The performances of the entire cast are excellent and Mitchum’s performance is second to none as the powerful and horrific Preacher.
The flower photograph, to me stands out as beautifully shaped and textured, yet the stigma (centre) is slightly darker than the rest, with a rough, (for want of a better description) nutty look to it. The edges of the flower are very dark, with shadows, as well as having dark specks on the petals. After many considered alterations, I chose to keep the stem a darker tone too. The dark gradient surrounding the flower is in direct contrast to the highlights on the flower.
Initially I wanted to work this Still Life as a colour image, but when I created the B&W conversion and adjusted the Split Toning to a near Sepia in Lightroom, I knew that this was the perfect fit.
The photo was taken with a full power Elinchrom D-Lite RX One, with a 12 degree, 18cm Grid spot to the left, another RX One with vertical Strip Box behind the flower on the right, at a quarter power and a white bounce card front right to bounce back excess shadows.
The most difficult part was centring the 12 degree Grid Spot on the translum background, behind, as the light had to be exactly centred behind the flower in it’s position. The first photo that I took, and spent ages manipulating, was with the centring slightly off, which was not rectifiable. (FYI Translum is a plastic material which is akin to frosted plastic and creates a soft, diffused glow when a flash is shone through it).
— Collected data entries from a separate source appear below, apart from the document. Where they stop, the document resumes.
PR #97, opened 2023-03-10
Fix emit.error

esunar:
Replaced emit.error with emit.message


rgildein (approved):
LGTM, Maybe it's really time to drop craft_cli, it would be very sad.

For extra effect, I added a few droplets to the flower, with a mixture of Glycerin and water, with a teat pipette. I did sharpening and increased the Clarity on the flower in Lightroom with the Adjustment Brush as I did not want to sharpen the gradient.
This image brings to mind ‘The Night of the Hunter’, because of its stark contrast and slightly unreal quality of the flower (the flower is fake) and the image as a whole. If you view the beauty of the flowers petals together with the highlights and the light spot behind it and compare that to the darker textures and and the darkness of the gradient, you may find that there is something rather surreal and skewed about this Still Life photograph. This is what Charles Laughton and Production designer Hilyard Brown created in the set design in the film.